The patient presented good aesthetic and functional results (Fig. 5), without signs of facial nerve dysfunction (House Brackmann grade I). At 5-year follow-up the patient was doing well, without clinical or radiographic evidence of recurrence.

Fig. 5.

Post-operative image showing clinical aspect after giant tumour removal with facial nerve preservation.

Discussion

Pleomorphic adenoma is the most common salivary gland tumour. The main site of occurrence is the parotid gland, affecting patients of any age, most frequently between the fifth and sixth decades of life . Although uncommon, cases of giant pleomorphic adenomas have been described the majority of which involved the parotid gland. The first case of giant pleomorphic adenoma published in medical literature was reported by Spence in 1863 , who described the treatment of a mixed tumour > 1 kg.
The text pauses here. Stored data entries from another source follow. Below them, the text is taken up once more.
Issue #9698, opened 2021-12-22
Add rating prompt for v97


data-sync-user:
Show rating prompt for users on v97

┆Issue is synchronized with this [Jira Task](https://mozilla-hub.atlassian.net/browse/FXIOS-3561)

data-sync-user:
➤ Simion Basca commented:

The rating prompt logic can only be tested when v97 is released. Keeping the issue in QA needed until it can be tested.

data-sync-user:
➤ Simion Basca commented:

Moving the issue to done as the Acceptance Criteria will be changed in https://mozilla-hub.atlassian.net/browse/FXIOS-3777 ( https://mozilla-hub.atlassian.net/browse/FXIOS-3777|smart-link ) on v98.0

PR #9771, opened 2022-01-12
Add #9698 [v97] Add back Rating Prompt

lmarceau:
Adding back rating prompt for v97, we had to remove it for v96.


nishant2718 (approved):
🥇

Issue #9750, opened 2022-01-10
Update: Valid URIs checker needs an update


nishant2718:
# Overview 
We check whether a user has entered a valid URL by going through the code flows that reference URIFixup.swift. Within that, we check whether a user has entered a valid scheme (`permanentURISchemes`) by checking against [those published here](http://www.iana.org/assignments/uri-schemes/uri-schemes.xhtml). 

We should look back at these and make adjustments to reflect the list as of 3 Jan, 2022. It's a small task that can be done simply by cross checking against the list, and adding/removing along the way. 

If we don't stay updated, we can get some odd issues, like #9546  (`javascript` is no longer in this list).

In 1956, Short and Pullar published an English language review of massive pleomorphic adenomas and a case-report of a 2.3 kg adenoma. In 1989, Schultz-Coulon reviewed 31 cases of giant pleomorphic adenomas of the parotid gland. The author found a female predominance (64.5%), with an age range from 20 to 40 years old, and a tumour weight between 1 to 27 kg.

Buenting reported the 10 largest pleomorphic adenomas published in the English language literature, and found a mean tumour weight of 7.8 kg; nine of 10 occurred in females, with a mean age of 56 years. His case was the 5th largest pleomorphic adenoma reported (6.85 kg).

In our case, the patient was a man who presented a mass with a 30-year history of evolution that weighed 7.3 kg, more than the Buenting case report.

In most of the cases described in the literature, the lack of information and patient's negligence are considered as the most relevant aspects influencing the treatment delay. In our case, it must be considered that the patient was homeless and away from his family.

The incidence of malignant transformation in adenomas ranges from 1.9% to 23.3% . The risk increases in tumours with long-standing evolution, recurrence, advanced age of the patient and location in a major salivary gland . Some authors postulated that the risk of malignant transformation increases from 1.6% in tumours with less than 5 years of evolution, to 9.5% for those presenting for more than 15 years .

The classic clinical history of carcinoma ex-pleomorphic adenoma is a slow-growing mass for many years, with a recent fast growth phase. A case of a giant PA with malignant transformation with this typical history was reported in 2005 by Honda in a 72-year-old woman with a slow growing parotid lesion for 20 years, with a rapid increase in the last 3 months.

In the Schultz-Coulon review, 3 of 31 cases of giant adenomas showed areas of malignant transformation. In our case, although the patient presented all the characteristics for an increased risk of malignancy, clinically and histologically there was no such evidence.

Neglecting even a benign parotid tumour carries an increasing risk of facial nerve injury when treatment is performed. The bony and muscular deformity associated with such tumours is uniformly disfiguring and incapacitating. Although it is generally accepted that the majority of all giant adenomas remain non-malignant, this case and others like it should serve to remind us that the clinical course of these masses can be far from benign. We believe that early excision of parotid pleomorphic adenomas is desirable if the patient will tolerate surgery.